### [Work task]
Scan the records for the word "added". Copy each line that includes it.

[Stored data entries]
PR #703, opened 2024-09-23
v3 - update language schema and add doc translation

christinaroise:
## Short Description

This feature introduces a custom language component to manage default and supported languages within the main studio. By default, the LanguageSettings schema initializes with English.

The [documentInternationalization](https://github.com/sanity-io/document-internationalization) plugin currently lacks support for asynchronous language lists in initial value templates. As a result, all supported languages are displayed in the studio.

Users can set a default language and add supported languages, establishing a reliable reference for the frontend. However, this feature does **not** filter content based on the selected supported languages. Meaning, this allows users to create content in languages not supported by the site. For example, while Variant Norge may select Norwegian and English, Swedish will still appear as a translation option.

To ensure data integrity, documents without a language value are filtered out, preventing the creation of documents that lack a specified language. This design also facilitates future adjustments for integrating asynchronous language lists with minimal effort.

---

Language Settings
Screenshot 2024-09-19 at 21 39 08

Document translation has been added to Legal Documents, they are currently not sorted.
Screenshot 2024-09-23 at 15 21 46

---

## Checklist

- [ ] **Documentation**: Relevant documentation has been added or updated (if applicable). 
I'm creating an issue to update the readme with the translations setup once we have field translation up and running too.


internationalization/supportedLanguages.ts
```diff
@@ -0,0 +1,31 @@
...
+  _key: string;
+  title: string;
+  id: string;
+  icon: string;
+  default?: boolean;
+}
+
+export const supportedLanguages: Language[] = [
+  {
+    _key: `${Date.now()}-${Math.random().toString(36).slice(2, 11)}`,
```
mathiazom, line 11: Any specific reason to use this id? Could we use UUID instead?

internationalization/supportedLanguages.ts
```diff
@@ -0,0 +1,31 @@
...
+    title: "English",
+    id: "en",
+    icon: "🇬🇧",
+    default: true,
```
mathiazom, line 15: Can we have a separate value for default language? This avoids multiple defaults, and would be easier to use directly (avoid `.find()`)

src/app/layout.tsx
```diff
@@ -35,15 +35,14 @@ export default async function RootLayout({
   let siteLang;
 
   try {
-    const { data } = await loadStudioQuery<DefaultLanguageObject>(
+    const { data } = await loadStudioQuery<LanguageObject[]>(
       DEFAULT_LANGUAGE_QUERY,
     );
-    siteLang = data.defaultLanguage;
+    siteLang = data[0].id;
```
mathiazom, line 41: Can we add `[0]` to the GROQ query instead of here?

studio/deskStructure.ts
```diff
@@ -56,7 +55,7 @@ const adminSection = (S: StructureBuilder) =>
             .title("Legal Documents")
             .icon(CogIcon)
             .child(
-              S.documentTypeList(legalDocumentID).title("Legal Documents"),
+              S.documentTypeList(legalDocumentID).title("Company Locations"),
```
mathiazom, line 58: This looks wrong 🙃

studio/schemas/documents/languageSettings.ts
```diff
@@ -0,0 +1,37 @@
+"use client";
```
mathiazom, line 1:
```suggestion
```

internationalization/supportedLanguages.ts
christinaroise: nope just me forgetting to add the import 🙃

studio/components/LanguageSelector.tsx
```diff
@@ -0,0 +1,151 @@
...
+  Language,
+  supportedLanguages,
+} from "internationalization/supportedLanguages";
+
+interface LanguageSelectorProps {
+  value?: Language[];
+  onChange: (event: PatchEvent) => void;
+}
+
+const colorMap = {
```
anemne, line 15: Should this be moved to a shared utils/styling file?

anemne (approved):
Looks good!

studio/components/LanguageSelector.tsx
christinaroise: Hm good question. This is more specific to this selector, but it's definitely worth looking into in the issue created for shared color values.

studio/schemas/documents/admin/legalDocuments.ts
```diff
@@ -1,18 +1,35 @@
...
   title: "Legal Document",
-  fields: [title, titleSlug, richText],
+  fields: [languageSchemaField, title, titleSlug, richText],
   preview: {
     select: {
       title: "basicTitle",
+      language: "language",
+    },
+    prepare({ title, language }) {
+      const languageEntry = supportedLanguages.find(
```
mathiazom, line 21: Could be nice to extract this to a common function (e.g. `getLanguageById`) in `supportedLanguages.ts`

studio/components/LanguageSelector.tsx
```diff
@@ -0,0 +1,151 @@
...
+
+  return (
+    <Flex direction="column" gap={3}>
+      {supportedLanguages.map((lang) => (
+        <Card
+          key={lang._key}
+          padding={4}
+          radius={2}
+          shadow={1}
+          style={{
```
mathiazom, line 82: Should we not avoid inline styling?

studio/components/LanguageSelector.tsx
```diff
@@ -0,0 +1,151 @@
...
+  const prefersDark = theme.sanity.v2?.color._dark ?? false;
+
+  // Get the currently set default language
+  const currentDefaultLanguage = value.find((lang) => lang.default)?.id || null;
+
+  const handleLanguageSelection = (lang: Language) => {
+    const isSelected = value.some((item) => item.id === lang.id);
+    // Prevent deselecting the last remaining language
+    if (isSelected && value.length === 1) {
+      console.log("Cannot deselect the last remaining language.");
```
mathiazom, line 37: Should we use `console.log` in production?
```suggestion
```

studio/components/LanguageSelector.tsx
```diff
@@ -0,0 +1,151 @@
...
+
+import {
+  Language,
+  supportedLanguages,
+} from "internationalization/supportedLanguages";
+
+interface LanguageSelectorProps {
+  value?: Language[];
+  onChange: (event: PatchEvent) => void;
+}
```
mathiazom, line 13:
```suggestion
type LanguageSelectorProps = ArrayOfObjectsInputProps<Language>;
```

studio/components/LanguageSelector.tsx
```diff
@@ -0,0 +1,151 @@
...
+      currentDefaultLanguage,
+      lang,
+    );
+
+    const finalValue = updatedValue.map((item) => ({
+      ...item,
+      default: item.id === newDefaultLanguage,
+    }));
+
+    onChange(PatchEvent.from(set(finalValue)));
```
mathiazom, line 56:
```suggestion
    if (isSelected && lang.id === currentDefaultLanguage) {
      // default was deselected, set first language as default
      updatedValue[0].default = true;
    }

    onChange(PatchEvent.from(set(updatedValue)));
```

studio/components/LanguageSelector.tsx
christinaroise: nope, this was just left over from debugging

studio/components/LanguageSelector.tsx
```diff
@@ -0,0 +1,151 @@
...
+            backgroundColor: getBackgroundColor(lang),
+          }}
+          onClick={() => handleLanguageSelection(lang)}
+        >
+          <Flex align="center" justify="space-between">
+            <Flex align="center">
+              <Checkbox
+                id={lang.id}
+                checked={value.some((item) => item.id === lang.id)}
+                readOnly
```
mathiazom, line 93: Should be able to use the actual checkbox as well. Also made it disabled if only language left.
```suggestion
                onChange={() => handleLanguageSelection(lang)}
                disabled={
                  value?.length <= 1 && currentDefaultLanguage === lang.id
                }
```

studio/components/LanguageSelector.tsx
christinaroise: I've been strict for plain html elements, but not for sanity ui. 🤔  we could do a cleanup when we look at the css variables for colors in studio as well

studio/components/LanguageSelector.tsx
christinaroise: The original doesn't set the first language as the default but the next selected, so if 2 and 3 is selected where 2 is default, and I unselect 2, number 3 is set as default.

studio/components/LanguageSelector.tsx
christinaroise: Small Sanity issue here. If we do add onChange we'll also need an `e.stopPropagation(); // Prevent triggering card's click handler` due to the onClick on parent level. However, this disables on click on the label itself. 

If we remove the onClick on the card the checkbox and the label is triggered..

studio/components/LanguageSelector.tsx
mathiazom: Is that important? Does the user expect this behaviour, or would they equally accept the new default as the first language.

studio/components/LanguageSelector.tsx
christinaroise: Opting for the original solution with readOnly, as the little checkbox covers a much smaller unclickable area than the label itself.

studio/components/LanguageSelector.tsx
mathiazom: I don't the original has that behaviour either. Select 1,2 and 3, mark 2 as default and deselect 2. You would then expect 3 to be set as default, but it's actually 1.

mathiazom: The fact that the languages are not necessarily in the same order in the selection list as in `supportedLanguages` makes it a little hard to reason about this behaviour. I think it would be clearer if we look at only the IDs when selecting and deselecting, and then rebuild the selection array by filtering `supportedLanguages` with the selected IDs to preserve the same order as `supportedLanguages`.

christinaroise: Yes, that's correct, it takes the first selected object in the array. We could ofc take the next in line, but I don't know if that's a good experience.  I gave it a try and found it a little confusing at the time

And we do want that UX for cases where you've chosen 2 and 3, but deselect 2, you don't want 1 to pop up as selected with default.

mathiazom: The fact that the languages are not necessarily in the same order in the selection list as in supportedLanguages makes it a little hard to reason about this behavior. I think it would be clearer if we look at only the IDs when selecting and deselecting, and then rebuild the selection array by filtering supportedLanguages with the selected IDs to preserve the same order as supportedLanguages.

What about something like this?

```ts
const handleLanguageSelection = (lang: Language) => {
  const selectedIds = value?.map((language) => language.id);
  const isSelected = selectedIds?.includes(lang.id);
  // Prevent deselecting the last remaining language
  if (isSelected && selectedIds.length === 1) {
    return; // Exit early if there's only one language selected
  }
  const updatedSelectedIds = isSelected
    ? selectedIds.filter((id) => id !== lang.id) // Deselect language
    : [...selectedIds, lang.id]; // Select language
  const needNewDefault =
    (isSelected && lang.id === currentDefaultLanguage) ||
    currentDefaultLanguage === null;
  const updatedValue = supportedLanguages.reduce<Language[]>(
    (acc, language) => {
      if (!updatedSelectedIds.includes(language.id)) {
        return acc;
      }
      return [
        ...acc,
        {
          ...language,
          default: needNewDefault
            ? acc.length === 0
            : currentDefaultLanguage === language.id,
        },
      ];
    },
    [],
  );
  onChange(PatchEvent.from(set(updatedValue)));
};
```

christinaroise: Why do you want value (selected languages) to be the same order as supportedLanguages?

mathiazom: So that the new default does not depend on the order in which you selected the languages.

christinaroise: Ah, gotcha!

studio/components/LanguageSelector.tsx
```diff
@@ -0,0 +1,121 @@
...
+  const handleDefaultSetting = (lang: Language) => {
+    const updatedValue = value.map((item) => ({
+      ...item,
+      default: item.id === lang.id, // Only one language can be the default
+    }));
+    onChange(PatchEvent.from(set(updatedValue)));
+  };
+
+  // Memoize value for performance and reusability
+  const languageCards = useMemo(
```
christinaroise, line 62: somewhat uncertain if useMemo is really needed. bob bob 🤷‍♀️

mathiazom: There are really no expensive operations here, so I think we should drop it for now.

studio/components/LanguageSelector.tsx
```diff
@@ -0,0 +1,127 @@
...
+    if (isSelected && lang.id === currentDefaultLanguage) {
+      const nextDefaultLanguage = getNextDefaultLanguage(updatedValue, lang);
+      updatedValue = updatedValue.map((item) => ({
+        ...item,
+        default: item.id === (nextDefaultLanguage?.id || null),
+      }));
+    }
+
+    onChange(PatchEvent.from(set(updatedValue)));
+  };
```
mathiazom, line 61: Just a suggestion for a cleaner iterator for finding a new default, and an abort if a new default could not be found (edge-case that should not really happen).
```suggestion
const getNextDefaultLanguageId = (
    updatedValue: Language[],
    oldDefaultLanguage: Language,
  ) => {
    const oldIndex = supportedLanguages.findIndex(
      (language) => language.id === oldDefaultLanguage.id,
    );
    for (let i = 0; i < supportedLanguages.length; i++) {
      const languageId =
        supportedLanguages[(i + oldIndex) % supportedLanguages.length].id;
      if (updatedValue.some((item) => item.id === languageId)) {
        return languageId;
      }
    }
    return null;
  };

  const handleLanguageSelection = (lang: Language, isSelected: boolean) => {
    if (isSelected && value.length === 1) return;

    let updatedValue = isSelected
      ? value.filter((item) => item.id !== lang.id)
      : [...value, { ...lang, default: false }];

    if (isSelected && lang.id === currentDefaultLanguage) {
      const nextDefaultLanguageId = getNextDefaultLanguageId(
        updatedValue,
        lang,
      );
      if (nextDefaultLanguageId === null) {
        // abort selection change
        return;
      }
      updatedValue = updatedValue.map((item) => ({
        ...item,
        default: item.id === nextDefaultLanguageId,
      }));
    }

    onChange(PatchEvent.from(set(updatedValue)));
  };
```

mathiazom (approved):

### [Exercise output]
Document translation has been added to Legal Documents, they are currently not sorted.
- [ ] **Documentation**: Relevant documentation has been added or updated (if applicable). 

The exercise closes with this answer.